Q-Router: Agentic Video Quality Assessment with Expert Model Routing and Artifact Localization
Shuo Xing, Soumik Dey, Mingyang Wu, Ashirbad Mishra, Naveen Ravipati, Binbin Li, Hansi Wu, Zhengzhong Tu
TL;DR
Q-Router introduces a vision-language model–driven routing framework that orchestrates a pool of specialized VQA experts to achieve universal video quality assessment. A three-tier pipeline balances efficiency, accuracy, and interpretability, with probabilistic frame extraction and spatiotemporal artifact localization providing actionable evidence. Across UGC, AIGC, and Q-Bench-Video benchmarks, Q-Router delivers state-of-the-art performance and robust generalization, supported by artifact heatmaps that aid debugging and post-processing. The work demonstrates the potential of expert routing for scalable, interpretable multimodal evaluation and points to future extensions in restoration and broader VQA tasks.
Abstract
Video quality assessment (VQA) is a fundamental computer vision task that aims to predict the perceptual quality of a given video in alignment with human judgments. Existing performant VQA models trained with direct score supervision suffer from (1) poor generalization across diverse content and tasks, ranging from user-generated content (UGC), short-form videos, to AI-generated content (AIGC), (2) limited interpretability, and (3) lack of extensibility to novel use cases or content types. We propose Q-Router, an agentic framework for universal VQA with a multi-tier model routing system. Q-Router integrates a diverse set of expert models and employs vision--language models (VLMs) as real-time routers that dynamically reason and then ensemble the most appropriate experts conditioned on the input video semantics. We build a multi-tiered routing system based on the computing budget, with the heaviest tier involving a specific spatiotemporal artifacts localization for interpretability. This agentic design enables Q-Router to combine the complementary strengths of specialized experts, achieving both flexibility and robustness in delivering consistent performance across heterogeneous video sources and tasks.
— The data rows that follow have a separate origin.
PR #1385, opened 2026-08-14
fix: support the <search> element in role queries

### LINKED ISSUE #1359: `getByRole('search')` does not find `<search />`

FrancoKaddour:
Closes #1359

The `<search>` element has an implicit ARIA role of `search` per the HTML-AAM spec, but `aria-query@5.3.0` doesn't map it. As a result `getByRole('search')` can't find a `<search>` element, and `getImplicitAriaRoles` returns `[]` for it.

The fix adds `<search>` in the **two** places that consume aria-query's maps:
- `getImplicitAriaRoles` (computes an element's implicit role)
- `makeRoleSelector` (builds the candidate set for a role query)

Both are gated behind a comment noting they can be removed once aria-query maps `<search>`. I found that patching only `getImplicitAriaRoles` (as in the earlier #1376) isn't enough — `makeRoleSelector` filters the candidate elements first, so `<search>` never reaches the role check. The added integration test (`getByRole('search')`) covers that path; there's also a unit test for `getImplicitAriaRoles`.

Full suite green (668 tests). #1376's contentious `inert` change is intentionally left out — this is only the uncontroversial `<search>` support.

### DIFF
--- a/src/__tests__/role-helpers.js
+++ b/src/__tests__/role-helpers.js
@@ -197,6 +197,14 @@ test('getImplicitAriaRoles returns expected roles for various dom nodes', () => 
   expect(getImplicitAriaRoles(input)).toEqual(['textbox'])
 })
 
+test('getImplicitAriaRoles returns search role for a <search> element', () => {
+  const {container} = render('<search>content</search>')
+
+  expect(getImplicitAriaRoles(container.querySelector('search'))).toEqual([
+    'search',
+  ])
+})
+
 test.each([
   ['<div />', false],
   ['<div aria-hidden="false" />', false],
--- a/src/__tests__/role.js
+++ b/src/__tests__/role.js
@@ -56,6 +56,13 @@ test('when hidden: true logs available roles when it fails', () => {
   `)
 })
 
+test('can be found by its implicit role when using a <search> element', () => {
+  const {getByRole, container} = render(
+    '<search><input type="search" /></search>',
+  )
+  expect(getByRole('search')).toBe(container.querySelector('search'))
+})
+
 test('logs error when there are no accessible roles', () => {
   const {getByRole} = render('<div />')
   expect(() => getByRole('article')).toThrowErrorMatchingInlineSnapshot(`
--- a/src/queries/role.ts
+++ b/src/queries/role.ts
@@ -313,6 +313,15 @@ function makeRoleSelector(role: ByRoleMatcher) {
     Array.from(roleRelations).map(({name}) => name),
   )
 
+  // aria-query 5.3.0 does not map the `<search>` element to its implicit
+  // `search` role, so it is missing from `roleElements`. Add it here to keep
+  // the candidate selector in sync with `getImplicitAriaRoles`. This can be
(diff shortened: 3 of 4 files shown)


FrancoKaddour:
The `validate` failure here is the `@types/node` × `typescript@4` typecheck breakage in `node_modules/@types/node/ffi.d.ts` (`TS1139: Type parameter declaration expected`, etc.) — not this change. The diff is source + tests only, my source has no type errors, and the full suite passes locally (668 tests). It's currently hitting other open PRs too: there's no committed lockfile, so CI installs the latest `@types/node`, which ships syntax `typescript@^4.1.2` can't parse.

I can't re-run the workflow from a fork PR — could a maintainer give it a re-run? And happy to open a separate PR pinning `@types/node` (or adding an `overrides` entry) to the last TS4-compatible version if that'd help unblock CI repo-wide.

FrancoKaddour:
Quick update: #1386 (the `@types/node` pin) is now green on CI, which confirms the failure here is the unrelated `@types/node` × TypeScript 4 typecheck issue, not this change. Once #1386 lands, this PR's CI will pass — happy to rebase onto it if that makes review easier.

PR #6703, opened 2022-05-26
Cache and store primer packages via the default branch

DanielNoord:

## Type of Changes

## Description

Ref. https://github.com/PyCQA/pylint/issues/5364.

This is in preparation of a full fledged primer which can warn us about false positives and negatives.

This adds:
1) A workflow triggered on every push to `main` that caches and downloads all packages in `tests/primer/packages_to_prime.json`.
2) A workflow triggered on all relevant PRs that searches for the last successful run on `main` and gets its cache from there.

The cache is managed by what I call the `commitstring`, which is just a concatenation of all commits that the packages to prime are on.

Because this needs to be merged into `main` to work you can see a working example here:
Job on `main`:
https://github.com/DanielNoord/pylint/runs/6606171195?check_suite_focus=true
PR that gets triggered after that push:
https://github.com/DanielNoord/pylint/pull/145
Successful job on the PR:
https://github.com/DanielNoord/pylint/runs/6606228882?check_suite_focus=true

You can look at the restore cache jobs to see that this works.

In itself this PR doesn't really add much, but the extra run time is about 60 seconds for both jobs together and only about 20 seconds for a PR. Since the workflow for `primer` depends on stuff being already merged on `main` I'd like to do some preparation PRs to build on like this.

### DIFF
--- a/.github/workflows/primer_run_main.yaml
+++ b/.github/workflows/primer_run_main.yaml
@@ -9,6 +9,8 @@ on:
   push:
     branches:
       - main
+    paths-ignore:
+      - doc/data/messages/**
 
 env:
   CACHE_VERSION: 1
@@ -20,7 +22,7 @@ jobs:
     timeout-minutes: 45
     strategy:
       matrix:
-        python-version: ["3.10"]
+        python-version: ["3.8"]
     steps:
       - name: Check out code from GitHub
         uses: actions/checkout@v3.0.2
--- a/.github/workflows/primer_run_main.yaml
+++ b/.github/workflows/primer_run_main.yaml
@@ -1,0 +1,82 @@
+# Most of this is inspired by the mypy primer
+# See: https://github.com/hauntsaninja/mypy_primer
+# This is the primer job that runs on the default 'main' branch
+# It is also responsible for caching the packages to prime on
+
+name: Primer / Main
+
+on:
+  push:
+    branches:
+      - main
+
+env:
+  CACHE_VERSION: 1
+
+jobs:
+  run-primer:
+    name: Run / ${{ matrix.python-version }}
+    runs-on: ubuntu-latest
+    timeout-minutes: 45
+    strategy:
+      matrix:
+        python-version: ["3.10"]
+    steps:
+      - name: Check out code from GitHub
+        uses: actions/checkout@v3.0.2
+      - name: Set up Python ${{ matrix.python-version }}
+        id: python
+        uses: actions/setup-python@v3.1.2
+        with:
+          python-version: ${{ matrix.python-version }}
+
+      # Restore cached Python environment
+      - name: Generate partial Python venv restore key
+        id: generate-python-key
+        run: >-
+          echo "::set-output name=key::venv-${{ env.CACHE_VERSION }}-${{
+            hashFiles('setup.cfg', 'requirements_test.txt', 'requirements_test_min.txt')
+          }}"
+      - name: Restore Python virtual environment
+        id: cache-venv
+        uses: actions/cache@v3.0.2
+        with:
+          path: venv
+          key: >-
+            ${{ runner.os }}-${{ steps.python.outputs.python-version }}-${{
+            steps.generate-python-key.outputs.key }}
+          restore-keys: |
+            ${{ runner.os }}-${{ steps.python.outputs.python-version }}-venv-${{ env.CACHE_VERSION }}-
+      - name: Create Python virtual environment
+        if: steps.cache-venv.outputs.cache-hit != 'true'
+        run: |
+          python -m venv venv
+          . venv/bin/activate
+          python -m pip install -U pip setuptools wheel
+          pip install -U -r requirements_test.txt
+
+      # Cache primer packages
+      - name: Get commit string
+        id: commitstring
+        run: |
+          . venv/bin/activate
+          python tests/primer/primer_tool.py prepare --make-commit-string
+          output=$(python tests/primer/primer_tool.py prepare --read-commit-string)
+          echo "::set-output name=commitstring::$output"
+      - name: Restore projects cache
+        id: cache-projects
+        uses: actions/cache@v3
+        with:
+          path: .pylint_primer_tests/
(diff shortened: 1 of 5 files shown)


Pierre-Sassoulas:
Should we set the commit we're analyzing for each repositories ? I.e. we set the sha for each package to prime. This way we can't have a new message that appears simply because something was added on the primed repo. We could upgrade the primer repo to the latest version before release so we're still somewhat up to date.

DanielNoord:
> Should we set the commit we're analyzing for each repositories ? I.e. we set the sha for each package to prime. This way we can't have a new message that appears simply because something was added on the primed repo. We could upgrade the primer repo to the latest version before release so we're still somewhat up to date.

I don't think so.

The idea is to run `main` over a set of packages on specific commit. That commit is the latest commit of each package on their default branch at the time of the run. Then `main` records those commits as the `commitstring`.
A PR then gets the `commitstring` and retrieves the cache created by `main` and validates it. That way `main` and `PR` are both on the same commits of the packages (so even if the package adds new commits between the `main` and the `PR` run, those don't affect us).

Lastly, we run `PR` over the packages and compare its output with `main`. Notifying of any added messages or any removed messages. In that way it is similar to the current primer: we don't really care about which messages are emitted when with ``--enable=all, --enable-all-extensions``. We only care about the difference between `main` and `PR`.

.github/workflows/primer_run_main.yaml
```diff
@@ -0,0 +1,82 @@
...
+# See: https://github.com/hauntsaninja/mypy_primer
+# This is the primer job that runs on the default 'main' branch
+# It is also responsible for caching the packages to prime on
+
+name: Primer / Main
+
+on:
+  push:
+    branches:
+      - main
```
jacobtylerwalls, line 11: 🤔 
```suggestion
    branches:
      - main
    paths-ignore:
      - doc/data/messages/**
```

.github/workflows/primer_run_pr.yaml
```diff
@@ -0,0 +1,125 @@
...
+        id: commitstring
+        run: |
+          . venv/bin/activate
+          output=$(python tests/primer/primer_tool.py prepare --read-commit-string)
+          echo "::set-output name=commitstring::$output"
+      - name: Restore projects cache
+        id: cache-projects
+        uses: actions/cache@v3
+        with:
+          path: .pylint_primer_tests/
```
jacobtylerwalls, line 109: Should we add a .gitignore to this directory to ensure it always exists? I'm thinking for local testing etc.

jacobtylerwalls (approved):

tests/primer/primer_tool.py
```diff
@@ -0,0 +1,100 @@
...
+                )
+                print(f"'{package}' remote is at commit '{remote_sha1_commit}'.")
+                commit_string += remote_sha1_commit + "_"
+        elif self.config.read_commit_string:
+            with open("commit_string.txt", encoding="utf-8") as f:
+                print(f.read())
+
+        if commit_string:
+            with open("commit_string.txt", "w", encoding="utf-8") as f:
+                f.write(commit_string)
```
jacobtylerwalls, line 87: Probably should add to the project's .gitignore.

.github/workflows/primer_run_pr.yaml
Pierre-Sassoulas: Isn't this a ``.gitkeep`` ?

.github/workflows/primer_run_main.yaml
```diff
@@ -0,0 +1,82 @@
...
+  CACHE_VERSION: 1
+
+jobs:
+  run-primer:
+    name: Run / ${{ matrix.python-version }}
+    runs-on: ubuntu-latest
+    timeout-minutes: 45
+    strategy:
+      matrix:
+        python-version: ["3.10"]
```
Pierre-Sassoulas, line 23: I think we should use the most popular interpreter here. It look like right now it's 3.8. 

```suggestion
        python-version: ["3.8"]
```

popular_interpreter

.github/workflows/primer_run_pr.yaml
```diff
@@ -0,0 +1,125 @@
...
+  CACHE_VERSION: 1
+
+jobs:
+  run-primer:
+    name: Run / ${{ matrix.python-version }}
+    runs-on: ubuntu-latest
+    timeout-minutes: 120
+    strategy:
+      matrix:
+        python-version: ["3.10"]
```
Pierre-Sassoulas, line 25:
```suggestion
        python-version: ["3.8"]
```

tests/primer/primer_tool.py
```diff
@@ -0,0 +1,100 @@
...
+
+MAIN_DIR = Path(__file__).parent.parent.parent
+PRIMER_DIRECTORY = MAIN_DIR / ".pylint_primer_tests/"
+PACKAGES_TO_PRIME_PATH = Path(__file__).parent / "packages_to_prime.json"
+
+
+class Primer:
+    """Main class to handle priming of packages."""
+
+    def __init__(self, package_list: Path) -> None:
```
Pierre-Sassoulas, line 23:
```suggestion
    def __init__(self, json_path: Path) -> None:
```

Pierre-Sassoulas (changes requested):

DanielNoord:
Test run on my fork `main`:
https://github.com/DanielNoord/pylint/runs/6624159814
And subsequent run of the `PR` workflow on a PR:
https://github.com/DanielNoord/pylint/runs/6624174015

tests/primer/primer_tool.py
DanielNoord: I have changed this to go into the primer directory instead of writing to root.

.github/workflows/primer_run_pr.yaml
DanielNoord: Added!

Pierre-Sassoulas (approved):
This is pretty great ! We'll have even more confidence when releasing.

PR #6707, opened 2022-05-26
Added documentation examples for `use-set-for-membership`.

mbyrnepr2:
## Type of Changes

## Description

Part of https://github.com/PyCQA/pylint/issues/5953

### DIFF
--- a/doc/data/messages/u/use-set-for-membership/bad.py
+++ b/doc/data/messages/u/use-set-for-membership/bad.py
@@ -1,2 +1,3 @@
-def is_a_fruit_a_cat_could_eat(fruit: str) -> bool:
-    return fruit not in ["cherry", "grapes"]  # [use-set-for-membership]
+def fruit_is_dangerous_for_cat(fruit: str) -> bool:
+    """This list is only a silly example, don't make decision regarding your cat diet based on it."""
+    return fruit in ["cherry", "grapes"]  # [use-set-for-membership]
--- a/doc/data/messages/u/use-set-for-membership/bad.py
+++ b/doc/data/messages/u/use-set-for-membership/bad.py
@@ -1,2 +1,2 @@
-if "banana" in ["apple", "banana", "cantaloupe"]:  # [use-set-for-membership]
-    pass
+def is_a_fruit_a_cat_could_eat(fruit: str) -> bool:
+    return fruit not in ["cherry", "grapes"]  # [use-set-for-membership]
--- a/doc/data/messages/u/use-set-for-membership/bad.py
+++ b/doc/data/messages/u/use-set-for-membership/bad.py
@@ -1,0 +1,2 @@
+if "banana" in ["apple", "banana", "cantaloupe"]:  # [use-set-for-membership]
+    pass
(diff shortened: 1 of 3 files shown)


doc/data/messages/u/use-set-for-membership/bad.py
```diff
@@ -0,0 +1,2 @@
+if "banana" in ["apple", "banana", "cantaloupe"]:  # [use-set-for-membership]
+    pass
```
Pierre-Sassoulas, line 2:
```suggestion
def is_a_fruit_a_cat_could_eat(fruit: str) -> bool:
    return fruit not in ["cherry", "grapes"]  # [use-set-for-membership]
```

doc/data/messages/u/use-set-for-membership/good.py
```diff
@@ -1 +1,2 @@
-# This is a placeholder for correct code for this message.
+if "banana" in {"apple", "banana", "cantaloupe"}:
+    pass
```
Pierre-Sassoulas, line 2:
```suggestion
def is_a_fruit_a_cat_could_eat(fruit: str) -> bool:
    return fruit not in {"cherry", "grapes"}
```

Pierre-Sassoulas (commented):
I think some examples make more sense if it's a function and one of the value is unknown (especially code with boolean that would otherwise always have the same value).

mbyrnepr2:
> I think some examples make more sense if it's a function and one of the value is unknown (especially code with boolean that would otherwise always have the same value).

Yes I like it. Thanks @Pierre-Sassoulas.

doc/data/messages/u/use-set-for-membership/bad.py
```diff
@@ -0,0 +1,2 @@
+def is_a_fruit_a_cat_could_eat(fruit: str) -> bool:
+    return fruit not in ["cherry", "grapes"]  # [use-set-for-membership]
```
Pierre-Sassoulas, line 2:
```suggestion
def fruit_is_dangerous_for_cat(fruit: str) -> bool:
    """This list is only a silly example, don't make decision regarding your cat diet based on it."""
    return fruit in ["cherry", "grapes"]  # [use-set-for-membership]
```

doc/data/messages/u/use-set-for-membership/good.py
```diff
@@ -1 +1,2 @@
-# This is a placeholder for correct code for this message.
+def is_a_fruit_a_cat_could_eat(fruit: str) -> bool:
+    return fruit not in {"cherry", "grapes"}
```
Pierre-Sassoulas, line 2:
```suggestion
def fruit_is_dangerous_for_cat(fruit: str) -> bool:
    """This list is only a silly example, don't make decision regarding your cat diet based on it."""
    return fruit in {"cherry", "grapes"}
```

Pierre-Sassoulas (commented):
My bad regarding the example: I think if it's ``not in`` there's no benefit to using a set because you will need to check all the iterable anyway and pylint rightly do not complain about it.

Pierre-Sassoulas (approved):

Issue #6582, opened 2022-05-11
Refactoring ToDos for `pyreverse`


DudeNr33:
### Current problem

While adding typing to `pyreverse`, some parts of the code base were found that can be refactored.
This issue should primarily serve as a expandable ToDo list for the issues found that should be addressed after finishing the typing.

So far we have:

* ~In `pylint.pyreverse.utils`: The `ASTWalker` base class is not really necessary, as the only child is `LocalsVisitor`.~ --> #6712 
* In `pylint.pyreverse.diadefslib`: `DefaultDiadefGenerator.leave_project` returns a variable length tuple with the generated diagrams. 
A) It is unusual (for `pylint`'s standards) for a Visitor to return something from a `visit_*`/`leave_*` method.
B) Returning a tuple with variable length (and a non-defined order) is not user friendly
* ~In `pylint.pyreverse.inspector`: `Linker.inherited_interfaces` can be removed, together the `herited` parameter to `interfaces(node, herited, handler_func`. The value is always constant.~ --> #6713 
* ~In `pylint.pyreverse.inspector`: `Linker.link_*` are defined, but never used.~ --> #6713 
* ~In `pylint.pyreverse.inspector`: `_iface_hdlr(_)` returns a constant and is only used as the default value for `handler_func` in `interfaces`. There is no caller that uses this `handler_func` parameter, so we can just get rid of it.~ --> #6713 
* In `pylint.pyreverse.inspector`: we can probably get rid of everything related to `interfaces` - the implementation relies on the existence of the `__implements__` class attribute. The corresponding [PEP 245](https://peps.python.org/pep-0245/) is rejected, and `pylint` itself also got rid of the `__implements__` pattern. This would also mean we could get rid of all code related to handling "implementation" links in the diagrams themselves. --> `DeprecationWarning` issued after #6713 if a class with `__implements__` is found, complete removal planned in 3.0.
* In `pylint.pyreverse.diagrams` and `pylint.pyreverse.printer`: Type annotations for attributes are determined in `diagrams.py`, but for method signatures it is done in `printer.py`. This should be done in a uniform way.

### Desired solution

Refactor the problems found to get code that is easier to understand and maintain.

PR #6712, opened 2022-05-27
Remove unnecessary base class and dead code in `pylint.pyreverse.utils`

DudeNr33:

## Type of Changes

## Description
Ref #6582 
Closes the first bullet point from the list:
`ASTWalker` and `LocalsVisitor` were apparently moved from `astroid.utils` to `pylint.pyreverse.utils` some years ago.
Maybe originally there were also other subclasses of `ASTWalker`, but at least in `pyreverse` that is not the case.

Thus we can remove `ASTWalker` and some of the unused code in there and directly put the remaining stuff in `LocalsVisitor`.

Some remarks, as the diff is a bit hard to read imo:

* `handler` was always `self` -> removed `handler` and replaced references with `self`
* `walk` and `leave` were never called -> removed

### DIFF
--- a/ChangeLog
+++ b/ChangeLog
@@ -177,6 +177,10 @@ Release date: TBA
 
   Ref #5392
 
+* ``pylint.pyreverse.ASTWalker`` has been removed, as it was only used internally by a single child class.
+
+  Ref #6712
+
 * ``interfaces.implements`` has been deprecated and will be removed in 3.0. Please use standard inheritance
   patterns instead of ``__implements__``.
 
--- a/doc/whatsnew/2.14.rst
+++ b/doc/whatsnew/2.14.rst
@@ -281,6 +281,10 @@ Other Changes
 
   Closes #6644
 
+* ``pylint.pyreverse.ASTWalker`` has been removed, as it was only used internally by a single child class.
+
+  Ref #6712
+
 
 Deprecations
 ============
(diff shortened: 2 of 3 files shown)


DudeNr33:
@Pierre-Sassoulas regarding your idea of user facing / dev related changes in https://github.com/PyCQA/pylint/issues/6632#issuecomment-1128565501:
Do you think I should add a Changelog entry somewhere?

Pierre-Sassoulas:
> @Pierre-Sassoulas regarding your idea of user facing / dev related changes in https://github.com/PyCQA/pylint/issues/6632#issuecomment-1128565501: Do you think I should add a Changelog entry somewhere?

We'll do the switch for 2.15, let's keep on doing it like we were for 2.14.

Pierre-Sassoulas (approved):
LGTM, I think it can go in 2.14 even without changelog, it's an internal refactor, right ?

DudeNr33:
Yes, this should be purely internal. At least I would not say the `ASTWalker` class is considered public API, and there is no plugin system for `pyreverse`. 

I did a GitHub search and only found one instance where it was actually used, but that was just part of a [demo talk in 2017](
https://github.com/vintasoftware/django-linters-talk-demo/blob/145e5a7fadf94b92d1ee261f79f756e01a919f73/ast_qs_inferred.py).

Pierre-Sassoulas (approved):

PR #6714, opened 2022-05-27
Run and upload primer over packages

DanielNoord:

## Type of Changes

## Description

Ref. https://github.com/PyCQA/pylint/issues/5364.

Next step for the primer.

Test run on local `main`:
https://github.com/DanielNoord/pylint/actions/runs/2396609324
Test run on a PR:
https://github.com/DanielNoord/pylint/actions/runs/2396610764

Basically, the PR run will now result in three files: the PR number, the output of the primer on the PR and the output of the `main` run against which the PR is being compared. 

This can be downloaded by a last and final step which takes all these files. Compares them and then comments on the relevant PR.

### DIFF
--- a/.github/workflows/primer_run_pr.yaml
+++ b/.github/workflows/primer_run_pr.yaml
@@ -111,7 +111,7 @@ jobs:
                archive_format: "zip",
             });
             fs.writeFileSync("primer_output_main.zip", Buffer.from(downloadWorkflowTwo.data));
-            return lastRunMain.head_sha
+            return lastRunMain.head_sha;
       - name: Copy and unzip the commit string
         run: |
           unzip primer_commitstring.zip
--- a/.github/workflows/primer_run_pr.yaml
+++ b/.github/workflows/primer_run_pr.yaml
@@ -33,9 +33,9 @@ jobs:
         uses: actions/setup-python@v3.1.2
         with:
           python-version: ${{ matrix.python-version }}
-      - uses: actions/setup-node@v1
+      - uses: actions/setup-node@v3
         with:
-          version: 12
+          node-version: 16
       - run: npm install @octokit/rest
 
       # Restore cached Python environment
--- a/.github/workflows/primer_run_pr.yaml
+++ b/.github/workflows/primer_run_pr.yaml
@@ -26,6 +26,8 @@ jobs:
     steps:
       - name: Check out code from GitHub
         uses: actions/checkout@v3.0.2
+        with:
+          fetch-depth: 0
       - name: Set up Python ${{ matrix.python-version }}
         id: python
         uses: actions/setup-python@v3.1.2
@@ -62,7 +64,8 @@ jobs:
           pip install -U -r requirements_test.txt
 
       # Cache primer packages
-      - name: Download diffs
+      - name: Download last 'main' run info
+        id: download-main-run
         uses: actions/github-script@v6
         with:
           script: |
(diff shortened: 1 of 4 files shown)


.github/workflows/primer_run_pr.yaml
```diff
@@ -95,10 +100,24 @@ jobs:
...
+            const [matchArtifactMainOutput] = artifacts_main.data.artifacts.filter((artifact) =>
+              artifact.name == "primer_output");
+            const downloadWorkflowTwo = await github.rest.actions.downloadArtifact({
+               owner: context.repo.owner,
+               repo: context.repo.repo,
+               artifact_id: matchArtifactMainOutput.id,
+               archive_format: "zip",
+            });
+            fs.writeFileSync("primer_output_main.zip", Buffer.from(downloadWorkflowTwo.data));
+            return lastRunMain.head_sha
```
jacobtylerwalls, line 114:
```suggestion
            return lastRunMain.head_sha;
```

tests/primer/primer_tool.py
```diff
@@ -88,6 +100,35 @@ def _handle_prepare_command(self) -> None:
...
+        # We want to test all the code we can
+        enables = ["--enable-all-extensions", "--enable=all"]
+        # Duplicate code takes too long and is relatively safe
+        disables = ["--disable=duplicate-code"]
+        arguments = data.directories + data.pylint_args + enables + disables
+        if data.pylintrc_relpath:
+            arguments += [f"--rcfile={data.pylintrc_relpath}"]
+        output = StringIO()
+        reporter = JSONReporter(output)
+        Run(arguments, reporter=reporter, do_exit=False)
```
jacobtylerwalls, line 129: We don't want to lint every primer package twice, so I think we will need to turn off the python test that checks for crashes, yeah?

tests/primer/primer_tool.py
```diff
@@ -88,6 +100,35 @@ def _handle_prepare_command(self) -> None:
...
+
+        packages: dict[str, list[dict[str, str | int]]] = {}
+
+        for package, data in self.packages.items():
+            output = self._lint_package(data)
+            packages[package] = output
+            print(f"Successfully primed {package}.")
+
+        with open(
+            PRIMER_DIRECTORY / f"output_{self.config.type}.txt", "a", encoding="utf-8"
```
jacobtylerwalls, line 115: If multiple PRs are each running the primer step, does this mean they will append their results to each other?

tests/primer/primer_tool.py
DanielNoord: Yes! Although this still needs some work before we get there. We don't actually prime on `astroid` and `black` doesn't take too long. So for now I think this is fine.

tests/primer/primer_tool.py
DanielNoord: No, they don't share their environments.

tests/primer/primer_tool.py
```diff
@@ -88,6 +100,35 @@ def _handle_prepare_command(self) -> None:
             ) as f:
                 f.write(commit_string)
 
+    def _handle_run_command(self) -> None:
+        if Path(PRIMER_DIRECTORY / f"output_{self.config.type}.txt").exists():
+            os.remove(PRIMER_DIRECTORY / f"output_{self.config.type}.txt")
```
jacobtylerwalls, line 105: I guess this is what confused me -- if this isn't executing on the CI runners, is this for local testing? If so, should we just remove this and do "w" mode below?

jacobtylerwalls:
Should we bump `setup-node` to v3? See:
```
Warning: Input 'version' has been deprecated with message: The version property will not be supported after October 1, 2019. Use node-version instead
```

Pierre-Sassoulas (approved):
LGTM,, but I think @jacobtylerwalls is right that we should try to remove the package from the normal primer if they are in the false positive primer.

jacobtylerwalls (approved):
I think it's unlikely we'll forget to turn off the double-primer runs once we enable running this over the full set of primer repositories, so if you wish to merge now and then sort that out in a future PR, 👍🏻

PR #6719, opened 2022-05-27
Fix return type annotations in MermaidJS diagrams.

### LINKED ISSUE #6467: `pyreverse` does not display return types of methods in `mmd` format
### Bug description

`pyreverse` uses the wrong syntax for the return type of methods in MermaidJS format.
Current output for the following file:
```python
class Dummy:
    def foo(self) -> None:
        return
```
produces the following output:
```
classDiagram
  class Dummy {
    foo() -> None
  }
```
which looks like this, and the return type is missing.
```mermaid
classDiagram
  class Dummy {
    foo() -> None
  }
```

### Configuration

_No response_

### Command used

```shell
pyreverse a.py
```

### Pylint output

```shell
see above
```

### Expected behavior

The correct syntax for mermaid would be to just use `foo() None`:
```
classDiagram
  class Dummy {
    foo() None
  }
```

```mermaid
classDiagram
  class Dummy {
    foo() None
  }
```

### Pylint version

```shell
Current main
```

### OS / Environment

_No response_

### Additional dependencies

_No response_

DudeNr33:

## Type of Changes

## Description
The ` ->` before the return type annotation is incorrect, and the return type is not shown in the final diagram.

Closes #6467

Extensive experiments demonstrate that Q-Router matches or surpasses state-of-the-art VQA models on a variety of benchmarks, while substantially improving generalization and interpretability. Moreover, Q-Router excels on the quality-based question answering benchmark, Q-Bench-Video, highlighting its promise as a foundation for next-generation VQA systems. Finally, we show that Q-Router capably localizes spatiotemporal artifacts, showing potential as a reward function for post-training video generation models.